▶ **DIRECTIONS FOR THIS TASK**:
Among the records below, find the line that has "- Updates SDK"; from there, give the lines again exactly, and stop after the line that has "clippy -q -p".

▶ **RECORDS FOR THE EXERCISE**:
━━━

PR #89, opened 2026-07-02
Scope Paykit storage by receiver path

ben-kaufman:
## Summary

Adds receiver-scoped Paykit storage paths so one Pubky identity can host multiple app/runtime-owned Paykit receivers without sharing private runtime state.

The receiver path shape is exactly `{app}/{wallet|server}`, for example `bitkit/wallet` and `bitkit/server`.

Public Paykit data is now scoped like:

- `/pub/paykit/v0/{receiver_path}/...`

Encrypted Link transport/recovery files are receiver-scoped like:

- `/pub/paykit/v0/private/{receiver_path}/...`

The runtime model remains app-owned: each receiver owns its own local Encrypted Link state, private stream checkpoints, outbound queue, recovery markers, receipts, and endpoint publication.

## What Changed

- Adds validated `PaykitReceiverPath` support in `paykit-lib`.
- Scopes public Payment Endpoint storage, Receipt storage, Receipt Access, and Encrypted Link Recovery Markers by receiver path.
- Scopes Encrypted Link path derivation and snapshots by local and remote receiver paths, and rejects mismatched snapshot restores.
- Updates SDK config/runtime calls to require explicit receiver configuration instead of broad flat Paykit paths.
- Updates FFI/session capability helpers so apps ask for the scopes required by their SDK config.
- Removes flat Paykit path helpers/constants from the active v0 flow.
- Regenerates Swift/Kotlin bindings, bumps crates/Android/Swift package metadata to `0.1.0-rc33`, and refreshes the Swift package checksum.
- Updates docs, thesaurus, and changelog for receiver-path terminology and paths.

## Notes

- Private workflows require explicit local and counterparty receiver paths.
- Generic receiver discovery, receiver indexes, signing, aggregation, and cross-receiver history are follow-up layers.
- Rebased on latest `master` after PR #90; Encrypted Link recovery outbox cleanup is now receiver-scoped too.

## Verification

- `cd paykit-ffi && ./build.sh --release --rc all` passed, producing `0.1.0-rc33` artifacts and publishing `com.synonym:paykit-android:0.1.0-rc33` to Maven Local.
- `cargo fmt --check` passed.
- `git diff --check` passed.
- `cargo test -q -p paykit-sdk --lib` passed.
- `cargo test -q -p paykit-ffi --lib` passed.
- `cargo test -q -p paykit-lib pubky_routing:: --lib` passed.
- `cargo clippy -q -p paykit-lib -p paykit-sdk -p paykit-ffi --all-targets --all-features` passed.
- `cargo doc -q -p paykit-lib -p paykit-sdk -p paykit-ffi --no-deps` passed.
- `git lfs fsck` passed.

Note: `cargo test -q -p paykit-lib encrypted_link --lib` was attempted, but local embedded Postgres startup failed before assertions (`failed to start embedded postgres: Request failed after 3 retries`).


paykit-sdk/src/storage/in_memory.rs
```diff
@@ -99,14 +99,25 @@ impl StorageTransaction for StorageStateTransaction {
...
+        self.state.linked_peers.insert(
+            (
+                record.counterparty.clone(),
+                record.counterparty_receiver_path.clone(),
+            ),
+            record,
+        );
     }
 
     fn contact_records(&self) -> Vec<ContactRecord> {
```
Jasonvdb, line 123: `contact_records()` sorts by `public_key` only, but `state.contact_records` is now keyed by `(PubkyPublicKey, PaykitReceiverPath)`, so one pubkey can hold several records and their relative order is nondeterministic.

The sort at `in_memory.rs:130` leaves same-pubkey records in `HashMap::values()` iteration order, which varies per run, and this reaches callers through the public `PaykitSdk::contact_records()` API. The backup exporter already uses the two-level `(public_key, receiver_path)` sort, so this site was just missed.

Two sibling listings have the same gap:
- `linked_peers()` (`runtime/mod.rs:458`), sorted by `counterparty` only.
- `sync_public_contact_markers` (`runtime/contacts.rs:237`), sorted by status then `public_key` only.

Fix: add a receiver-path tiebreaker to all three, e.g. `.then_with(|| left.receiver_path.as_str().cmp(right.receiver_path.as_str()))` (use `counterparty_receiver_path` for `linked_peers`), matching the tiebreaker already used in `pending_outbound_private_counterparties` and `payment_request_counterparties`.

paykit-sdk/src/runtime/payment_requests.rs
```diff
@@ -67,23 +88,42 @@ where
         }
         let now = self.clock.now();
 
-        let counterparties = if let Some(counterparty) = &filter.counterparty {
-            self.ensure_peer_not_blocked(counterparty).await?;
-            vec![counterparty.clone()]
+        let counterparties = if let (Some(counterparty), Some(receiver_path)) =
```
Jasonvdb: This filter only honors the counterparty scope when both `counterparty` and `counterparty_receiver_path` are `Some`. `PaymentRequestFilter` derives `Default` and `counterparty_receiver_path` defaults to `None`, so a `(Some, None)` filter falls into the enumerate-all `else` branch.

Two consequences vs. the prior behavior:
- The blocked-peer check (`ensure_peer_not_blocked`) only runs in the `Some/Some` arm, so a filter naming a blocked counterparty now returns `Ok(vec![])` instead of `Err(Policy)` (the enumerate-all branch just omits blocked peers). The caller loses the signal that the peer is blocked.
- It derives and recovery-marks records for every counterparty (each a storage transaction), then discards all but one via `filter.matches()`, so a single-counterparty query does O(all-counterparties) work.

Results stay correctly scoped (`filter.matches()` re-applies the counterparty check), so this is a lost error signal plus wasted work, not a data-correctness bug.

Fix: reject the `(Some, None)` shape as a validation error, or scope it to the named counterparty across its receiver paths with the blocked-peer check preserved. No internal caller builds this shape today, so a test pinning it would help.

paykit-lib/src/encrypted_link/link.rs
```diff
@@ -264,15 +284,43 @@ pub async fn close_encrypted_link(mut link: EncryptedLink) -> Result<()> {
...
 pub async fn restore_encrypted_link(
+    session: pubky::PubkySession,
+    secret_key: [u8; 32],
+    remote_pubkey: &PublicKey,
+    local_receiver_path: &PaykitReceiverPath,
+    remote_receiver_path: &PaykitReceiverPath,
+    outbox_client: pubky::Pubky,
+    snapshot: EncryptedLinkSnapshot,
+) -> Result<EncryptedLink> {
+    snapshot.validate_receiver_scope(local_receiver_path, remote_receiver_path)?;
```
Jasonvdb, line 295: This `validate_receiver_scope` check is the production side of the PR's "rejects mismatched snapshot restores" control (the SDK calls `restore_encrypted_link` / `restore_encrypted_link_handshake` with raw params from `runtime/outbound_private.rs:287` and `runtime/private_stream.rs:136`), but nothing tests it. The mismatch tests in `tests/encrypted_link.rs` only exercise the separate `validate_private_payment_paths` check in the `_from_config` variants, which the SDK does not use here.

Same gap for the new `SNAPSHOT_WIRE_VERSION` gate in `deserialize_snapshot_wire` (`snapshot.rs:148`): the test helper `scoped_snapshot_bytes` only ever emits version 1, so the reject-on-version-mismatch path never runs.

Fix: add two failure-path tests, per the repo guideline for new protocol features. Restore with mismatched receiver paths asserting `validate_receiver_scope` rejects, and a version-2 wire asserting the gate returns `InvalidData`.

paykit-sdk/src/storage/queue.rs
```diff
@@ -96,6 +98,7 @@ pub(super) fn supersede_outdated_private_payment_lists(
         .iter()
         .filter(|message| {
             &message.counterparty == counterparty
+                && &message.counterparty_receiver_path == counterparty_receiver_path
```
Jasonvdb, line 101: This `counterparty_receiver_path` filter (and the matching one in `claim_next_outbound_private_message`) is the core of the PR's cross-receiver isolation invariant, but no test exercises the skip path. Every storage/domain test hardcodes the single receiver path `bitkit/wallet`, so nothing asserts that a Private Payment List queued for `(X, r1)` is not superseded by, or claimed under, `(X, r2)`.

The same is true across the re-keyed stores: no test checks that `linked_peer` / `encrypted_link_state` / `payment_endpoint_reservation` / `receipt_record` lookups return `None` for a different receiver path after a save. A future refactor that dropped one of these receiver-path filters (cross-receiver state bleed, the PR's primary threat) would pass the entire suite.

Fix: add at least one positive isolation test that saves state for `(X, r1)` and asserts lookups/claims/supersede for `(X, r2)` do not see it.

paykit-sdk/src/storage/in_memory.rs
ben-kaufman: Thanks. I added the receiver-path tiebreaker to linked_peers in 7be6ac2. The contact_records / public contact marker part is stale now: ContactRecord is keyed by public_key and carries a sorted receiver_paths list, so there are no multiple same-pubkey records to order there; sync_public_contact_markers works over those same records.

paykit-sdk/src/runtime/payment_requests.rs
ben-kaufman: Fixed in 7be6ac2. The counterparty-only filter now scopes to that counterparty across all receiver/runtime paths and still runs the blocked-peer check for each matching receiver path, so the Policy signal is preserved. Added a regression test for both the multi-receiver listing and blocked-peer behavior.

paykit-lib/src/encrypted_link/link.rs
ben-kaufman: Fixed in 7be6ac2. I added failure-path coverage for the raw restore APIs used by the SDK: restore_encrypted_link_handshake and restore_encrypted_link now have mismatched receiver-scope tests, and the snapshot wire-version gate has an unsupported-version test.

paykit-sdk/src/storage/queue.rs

━━━

▶ **EXERCISE RESULT**:
- Updates SDK config/runtime calls to require explicit receiver configuration instead of broad flat Paykit paths.
- Updates FFI/session capability helpers so apps ask for the scopes required by their SDK config.
- Removes flat Paykit path helpers/constants from the active v0 flow.
- Regenerates Swift/Kotlin bindings, bumps crates/Android/Swift package metadata to `0.1.0-rc33`, and refreshes the Swift package checksum.
- Updates docs, thesaurus, and changelog for receiver-path terminology and paths.

## Notes

- Private workflows require explicit local and counterparty receiver paths.
- Generic receiver discovery, receiver indexes, signing, aggregation, and cross-receiver history are follow-up layers.
- Rebased on latest `master` after PR #90; Encrypted Link recovery outbox cleanup is now receiver-scoped too.

## Verification

- `cd paykit-ffi && ./build.sh --release --rc all` passed, producing `0.1.0-rc33` artifacts and publishing `com.synonym:paykit-android:0.1.0-rc33` to Maven Local.
- `cargo fmt --check` passed.
- `git diff --check` passed.
- `cargo test -q -p paykit-sdk --lib` passed.
- `cargo test -q -p paykit-ffi --lib` passed.
- `cargo test -q -p paykit-lib pubky_routing:: --lib` passed.
- `cargo clippy -q -p paykit-lib -p paykit-sdk -p paykit-ffi --all-targets --all-features` passed.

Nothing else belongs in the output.